** **# Basic Operation

ElectriCalc is based on the ideal motor equations, which model a DC motor as a
combination of ideal devices. This model consists of an ideal resistance in
series with the parallel combination of an ideal current source and an ideal
motor. The ideal motor attempts to turn its load at a speed that is directly
proportional to its input voltage. The constant **Kv** is the ratio of RPM to voltage. This motor would draw a bizillion amps if the
load were large enough, but the series resistance (or sometimes a fuse) limits
this. The current source is the constant **Io** which describes the amount of current necessary to get the motor moving but
which does not contribute to output power. The ideal resistance is **Rm**.

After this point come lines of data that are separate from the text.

PR #4842, opened 2026-03-26
handle AADSTS50173 as explicit revocation signal for azure refresh tokens

jordanTunstill:
AADSTS50173 error messages were falling through to the default error branch, surfacing
revoked tokens as verification errors (unknown) rather than clean
unverified results. 
Added ErrTokenRevoked sentinel and handled it
deterministically in processMatches.
The error message is: "unexpected error ‘invalid_grant': AADSTS50173: The provided grant has expired due to it being revoked, a fresh auth token is needed"
Additionally, ErrTokenExpired previously used continue TokenLoop, silently skipping expired tokens and emitting no result. Expired tokens now follow the same path as revoked tokens, breaking out of the client loop and emitting a clean verified: false result.

### Description:

### Checklist:

---

> [!NOTE]
> **Low Risk**
> Changes only affect Azure Entra refresh token verification error classification, reducing false erroring but potentially altering how some tokens are reported as unverified vs errored.
> 
> **Overview**
> Improves Azure Entra refresh token verification by recognizing `AADSTS50173` as an explicit revocation signal (`ErrTokenRevoked`) instead of falling through to an "unexpected" verification error.
> 
> Adjusts `processMatches` error handling so expired/revoked tokens stop verification attempts and return a clean unverified result (with confidence-adjusted client/tenant fields) rather than short-circuiting the whole token scan or surfacing an unknown verification error.
> 
> <sup>Written by [Cursor Bugbot](https://cursor.com/dashboard?tab=bugbot) for commit 91f58a9de3fbade06d2d3885e2f545db1acd853b. This will update automatically on new commits. Configure [here](https://cursor.com/dashboard?tab=bugbot).</sup>


pkg/detectors/azure_entra/refreshtoken/refreshtoken.go
```diff
@@ -134,6 +134,10 @@ TokenLoop:
 							continue
 						} else if errors.Is(verificationErr, ErrTokenExpired) {
 							continue TokenLoop
+						} else if errors.Is(verificationErr, ErrTokenRevoked) {
+							// Token was explicitly revoked; emit a clean unverified result.
+							r = createResult(token, clientId, tenantId, false, nil, nil)
+							break ClientLoop
```
shahzadhaider1: This change here is correct, but I see asymmetry with `ErrTokenExpired`:
ErrTokenExpired: continue `TokenLoop` -> no result emitted
ErrTokenRevoked: break `ClientLoop` -> unverified result emitted
Is this intentional?

jordanTunstill: @shahzadhaider1 I was operating under the idea that the rest of this detector was working as intended, so I wanted to implement my change without affecting the rest of the functionality. LMK your thoughts, happy to revisit it if the other aspects of the detector should also be changed.

shahzadhaider1: Yeah, totally understand wanting to keep the scope tight. I was just flagging it since we're already updating this detector and the asymmetry stood out during review.

The concern is about multi-scan behavior: if a token was previously reported as verified and then expires before the next scan, `ErrTokenExpired` -> continue TokenLoop means no result is emitted. Downstream systems receive silence, and the token stays open with stale verified state indefinitely.

This PR actually handles revocation correctly from that perspective; re-emitting as unverified lets consumers update their state, which makes the expired case look worse by comparison. Would it be worth giving `ErrTokenExpired` the same treatment?

Happy to discuss further or address it in a separate PR if you'd prefer to keep this one focused.

jordanTunstill: @shahzadhaider1 sounds good, while I wait for a product-eng review, I'll look into adding this.

jordanTunstill: @shahzadhaider1 just added that functionality :)

pkg/detectors/azure_entra/refreshtoken/refreshtoken.go
```diff
@@ -133,7 +133,13 @@ TokenLoop:
 							invalidClients[clientId] = struct{}{}
 							continue
 						} else if errors.Is(verificationErr, ErrTokenExpired) {
-							continue TokenLoop
+							// Token has expired; emit a clean unverified result
+							r = createResult(token, clientId, tenantId, false, nil, nil)
+							break ClientLoop
```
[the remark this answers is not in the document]
jordanTunstill: taken into account in newest commit

pkg/detectors/azure_entra/refreshtoken/refreshtoken.go
```diff
@@ -128,17 +127,22 @@ TokenLoop:
...
+						// Tenant is valid but the ClientID doesn't exist.
+						invalidClients[clientId] = struct{}{}
+						continue
+					} else if errors.Is(verificationErr, ErrTokenExpired) {
+						// Token has expired; break to the r==nil block which applies
+						// confidence-adjusted clientId/tenantId before creating the result.
+						break ClientLoop
+					} else if errors.Is(verificationErr, ErrTokenRevoked) {
+						// Token was explicitly revoked; same as above.
+						break ClientLoop
```
shahzadhaider1, line 140: This is optional: the two error cases could share a branch, but keeping them separate is also fine for documentation clarity.

shahzadhaider1 (approved):
Good work. 
The PR description focuses on AADSTS50173/revoked tokens. Let's update the description with the second change we made.

pkg/detectors/azure_entra/refreshtoken/refreshtoken.go
shahzadhaider1: Great, thanks!

nabeelalam: @shahzadhaider1 the issue you pointed out is reflected in the [Azure Entra SP v2 detector as well](https://github.com/trufflesecurity/trufflehog/blob/6542ab1c5bb68d915742e4ae44c2f7c3307852d3/pkg/detectors/azure_entra/serviceprincipal/v2/spv2.go#L118-L119), and this may potentially be causing expired secrets to be dropped without emitting a result.

shahzadhaider1: Yeah, we should fix that as well (in another PR).

pkg/detectors/azure_entra/refreshtoken/refreshtoken.go
jordanTunstill: Yeah, I didn't want to collapse them into one branch, in case we ever did want to treat them differently.

jordanTunstill: happy to change it to share a branch if that would be cleaner though, LMK

martinlocklear (approved):

PR #4845, opened 2026-03-27
[CSM-1857] Fix expired Azure secrets being silently dropped

dipto-truffle:
## Summary

- **Bug:** The Azure Entra service principal v2 detector dropped findings entirely when Azure returned AADSTS7000222 (secret expired). The `continue SecretLoop` in `ProcessData` skipped result creation, causing expired secrets to vanish from output and stop receiving `last_seen` updates.
- **Fix:** Changed the `ErrSecretExpired` handler to emit an unverified result with the expiry error preserved (`r = createResult(...); break ClientLoop`), consistent with how `ErrSecretInvalid` and `ErrConditionalAccessPolicy` are handled.
- **Tests:** Added unit tests for `ProcessData` verification error handling covering expired, invalid, conditional access, and verified scenarios using a mock Azure HTTP transport.

Corresponds to trufflesecurity/thog#5935.

## Test plan

- [x] `go test ./pkg/detectors/azure_entra/serviceprincipal/v2/ -run TestProcessData -v` passes all 5 subtests
- [x] `TestProcessData_VerificationErrors/expired_secret_produces_unverified_result` confirms that an expired secret now produces 1 unverified result (was 0 before the fix)
- [x] `TestProcessData_ExpiredSecretShouldEmitResult` confirms the result carries `ErrSecretExpired` as the verification error and has `RawV2` set
- [ ] Verify that other verification error subtests (invalid, conditional access, verified) still behave correctly
- [ ] `go test ./pkg/detectors/azure_entra/...` all pass

---

> [!NOTE]
> **Medium Risk**
> Changes Azure Entra SP v2 verification control-flow to return findings for expired secrets, which can alter scan output/`last_seen` behavior but is narrowly scoped and covered by new unit tests.
> 
> **Overview**
> Fixes a bug in the Azure Entra service principal v2 detector where `ErrSecretExpired` (AADSTS7000222) caused the secret to be skipped entirely; expired secrets now emit an **unverified** result instead of being silently dropped.
> 
> Adds focused unit tests for `ProcessData` using a mocked Azure HTTP client to cover expired/invalid/conditional-access/verified token responses and assert `RawV2` population when tenant/client IDs are known.
> 
> <sup>Written by [Cursor Bugbot](https://cursor.com/dashboard?tab=bugbot) for commit c101c7e2d87787ec42440f31732f778aea9e14c4. This will update automatically on new commits. Configure [here](https://cursor.com/dashboard?tab=bugbot).</sup>

### DIFF
--- a/pkg/detectors/azure_entra/serviceprincipal/v2/spv2.go
+++ b/pkg/detectors/azure_entra/serviceprincipal/v2/spv2.go
@@ -74,7 +74,6 @@ func ProcessData(ctx context.Context, clientSecrets, clientIds, tenantIds map[st
 	logCtx := logContext.AddLogger(ctx)
 	invalidClientsForTenant := make(map[string]map[string]struct{})
 
-SecretLoop:
 	for clientSecret := range clientSecrets {
 		var (
 			r        *detectors.Result
@@ -116,7 +115,8 @@ SecretLoop:
 						case errors.Is(verificationErr, serviceprincipal.ErrSecretInvalid):
 							continue ClientLoop
 						case errors.Is(verificationErr, serviceprincipal.ErrSecretExpired):
-							continue SecretLoop
+							r = createResult(tenantId, clientId, clientSecret, false, nil, verificationErr)
+							break ClientLoop
 						case errors.Is(verificationErr, serviceprincipal.ErrTenantNotFound):
 							// Tenant doesn't exist. This shouldn't happen with the check above.
 							delete(tenantIds, tenantId)
--- a/pkg/detectors/azure_entra/serviceprincipal/v2/spv2.go
+++ b/pkg/detectors/azure_entra/serviceprincipal/v2/spv2.go
@@ -115,7 +115,7 @@ func ProcessData(ctx context.Context, clientSecrets, clientIds, tenantIds map[st
 						case errors.Is(verificationErr, serviceprincipal.ErrSecretInvalid):
 							continue ClientLoop
 						case errors.Is(verificationErr, serviceprincipal.ErrSecretExpired):
-							r = createResult(tenantId, clientId, clientSecret, false, nil, verificationErr)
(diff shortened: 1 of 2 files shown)


pkg/detectors/azure_entra/serviceprincipal/v2/spv2.go
```diff
@@ -116,7 +115,8 @@ SecretLoop:
 						case errors.Is(verificationErr, serviceprincipal.ErrSecretInvalid):
 							continue ClientLoop
 						case errors.Is(verificationErr, serviceprincipal.ErrSecretExpired):
```
nabeelalam, line 117: Verification errors indicate that trufflehog couldn't determinately validate/invalidate the credentials. According to [the documentation for this error code](https://login.microsoftonline.com/error?code=7000222) it implies the secret, so we should set the error to `nil`.

nabeelalam:
@dipto-truffle thanks for putting this up! This is at least one case where this detector will drop a potentially valid but rotated secret and not produce any result for it.

I'm currently looking into whether a deleted tenant can also potentially cause a previously detected live secret to not be marked rotated.

pkg/detectors/azure_entra/serviceprincipal/v2/spv2.go
```diff
@@ -116,7 +115,8 @@ SecretLoop:
...
-							continue SecretLoop
+							r = createResult(tenantId, clientId, clientSecret, false, nil, verificationErr)
+							break ClientLoop
```
shahzadhaider1, line 119: Yeah, I agree with Nabeel here; we should not pass the error as an argument as the secret is definitively invalid (expired), not in an uncertain state.

shahzadhaider1 (approved):
Thank you for taking care of this

casey-tran (approved):

PR #4846, opened 2026-03-27
[CSM-1857] Stabilize Azure detector hash_v2 with deterministic iteration

dipto-truffle:
## Summary

- **Root cause:** `ProcessData` in the Azure Entra v2 detector iterated Go maps (`clientSecrets`, `clientIds`, `tenantIds`) non-deterministically, causing the same credential to produce different `(clientId, tenantId)` pairings across scanner runs. This yielded different `RawV2` values, different `hash_v2` hashes, and duplicate secret rows in the database (the secondary issue in CSM-1857).
- **Fix:** Iterate map keys in sorted order via `slices.Sorted(maps.Keys(...))` and clone caller maps with `maps.Clone` before verification-driven mutations. Same inputs now always produce the same `RawV2`/`hash_v2`.
- **Tests:** Added unit tests for RawV2 stability (ID count sensitivity, determinism over 50 runs, caller map immutability, hash divergence chain).

Corresponds to trufflesecurity/thog#5936.

## Test plan

- [x] `go test ./pkg/detectors/azure_entra/serviceprincipal/v2/ -v` — all 8 tests pass
- [x] `TestProcessData_DeterministicRawV2` confirms identical RawV2 across 50 repeated calls with the same inputs
- [x] `TestProcessData_DoesNotMutateCallerMaps` confirms caller maps are not modified
- [x] `TestProcessData_RawV2DependsOnIDCount` confirms RawV2 is populated only with unambiguous IDs
- [x] `TestProcessData_SameSecretDifferentRawV2` documents the RawV2 divergence when chunk context differs
- [x] `go test ./pkg/detectors/azure_entra/...` — all pass

---

> [!NOTE]
> **Medium Risk**
> Changes the credential pairing/selection logic used to compute `RawV2`, which can affect deduplication and reported results for Azure secrets (and is reused by v1). Scope is limited and covered by new determinism and immutability tests.
> 
> **Overview**
> **Stabilizes Azure Entra service principal `hash_v2` generation.** `ProcessData` now iterates `clientSecrets`, `clientIds`, and `tenantIds` in sorted-key order and clones the caller-provided ID maps before performing verification-driven `delete` operations, eliminating cross-run nondeterminism and input mutation.
> 
> Adds a new `spv2_determinism_test.go` suite to assert deterministic `RawV2` across repeated runs, document when `RawV2` is omitted due to ambiguous IDs, and ensure `ProcessData` does not mutate the caller’s maps during verification.
> 
> <sup>Reviewed by [Cursor Bugbot](https://cursor.com/bugbot) for commit 0a1c6a7b7c92d6cee7b9358a20f99a20a87eaf44. Bugbot is set up for automated code reviews on this repo. Configure [here](https://www.cursor.com/dashboard/bugbot).</sup>

### DIFF
--- a/pkg/detectors/azure_entra/serviceprincipal/v2/spv2.go
+++ b/pkg/detectors/azure_entra/serviceprincipal/v2/spv2.go
@@ -100,6 +100,7 @@ func ProcessData(ctx context.Context, clientSecrets, clientIds, tenantIds map[st
 				}
 				tenantId = tId
 
+				// Skip known-invalid client/tenant combinations.
 				invalidClients := invalidClientsForTenant[tenantId]
 				if invalidClients == nil {
 					invalidClients = map[string]struct{}{}
@@ -111,9 +112,11 @@ func ProcessData(ctx context.Context, clientSecrets, clientIds, tenantIds map[st
 
 				if verify {
 					if !azure_entra.TenantExists(logCtx, client, tenantId) {
+						// Tenant doesn't exist.
 						delete(activeTenants, tenantId)
 						continue
 					}
+					// Tenant exists, ensure this isn't attempted as a clientId.
 					delete(activeClients, tenantId)
 
 					isVerified, extraData, verificationErr := serviceprincipal.VerifyCredentials(ctx, client, tenantId, clientId, clientSecret)
@@ -127,14 +130,17 @@ func ProcessData(ctx context.Context, clientSecrets, clientIds, tenantIds map[st
 							r = createResult(tenantId, clientId, clientSecret, false, nil, nil)
 							break ClientLoop
 						case errors.Is(verificationErr, serviceprincipal.ErrTenantNotFound):
+							// Tenant doesn't exist; shouldn't happen given the check above.
 							delete(activeTenants, tenantId)
 							continue
 						case errors.Is(verificationErr, serviceprincipal.ErrClientNotFoundInTenant):
+							// Tenant is valid but the client ID doesn't exist in it.
 							invalidClients[clientId] = struct{}{}
 							continue
 						}
 					}
 
+						// The result is verified or there's only one associated client and tenant.
 					if isVerified || (len(activeClients) == 1 && len(activeTenants) == 1) {
 						r = createResult(tenantId, clientId, clientSecret, isVerified, extraData, verificationErr)
 						break ClientLoop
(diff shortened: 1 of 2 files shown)


pkg/detectors/azure_entra/serviceprincipal/v2/spv2.go
```diff
@@ -138,11 +144,10 @@ SecretLoop:
 		}
 
 		if r == nil {
-			// Only include the clientId and tenantId if we're confident which one it is.
-			if len(clientIds) != 1 {
+			if len(activeClients) != 1 {
```
shahzadhaider1, line 154: I might be mistaken, but removing the comments feels a bit aggressive; the PR strips out almost all comments in ProcessData. What do you think?

dipto-truffle: [Agent-generated] Good call — restored the comments that explain non-obvious intent:

- "Skip known-invalid client/tenant combinations." (corrected from the misleading original "Skip known invalid tenants")
- "Tenant doesn't exist." / "Tenant exists, ensure this isn't attempted as a clientId." (cross-map deletion rationale)
- "Tenant doesn't exist; shouldn't happen given the check above." (defensive-check note)
- "Tenant is valid but the client ID doesn't exist in it."
- "The result is verified or there's only one associated client and tenant." (break condition)
- "Only include the clientId and tenantId if we're confident which one it is." (ambiguous-ID clearing)

Dropped only `// Handle errors.` since it was immediately above `if verificationErr != nil` and added no value.

shahzadhaider1 (approved):

camgunz (commented):
It seems plausible this is the right thing, but I have Qs:
* Why does the non-determinism matter here? I see that it generates different permutations, and that the order of those permutations will be different because Go map iteration order is inconsistent, but why does that cause problems? Mostly I'm wondering if it's interacting with overlap detection or some other downstream thing in a weird way.
* `slices.Sorted` necessarily makes a copy of the map's keys. We're already at O(N^3) here, so it's possible this would create a lot of new memory pressure if there are even moderate numbers of secrets/clients/tenants. That's why I'm wondering if we _really_ need to do it. If we do (totally possible), it might be worth reworking the algorithm here to avoid having 2 data structures (the map and the slice) with nearly exactly the same data.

To model the load due to the propeller, an equation is used that relates
propeller power to prop diameter, pitch, RPM, and constants that describe a manufacturer's particular style of props.
To power the motor model, the power source is characterized as an ideal voltage source in series with an ideal
resistance. The voltage is the nominal cell voltage times the number of cells. The
resistance is the internal cell resistance times the number of cells plus the wiring
resistance plus the resistance of the speed control.
Hooking this up mathematically basically is done with a quadratic equation for
current. The result is used to calculate the other motor-related parameters.
Finally, the results can be tied in with an empirical thrust equation to
calculate thrust. This is combined with some rudimentary aerodynamic parameters to
estimate drag, climbing ability, stall speed and top speed.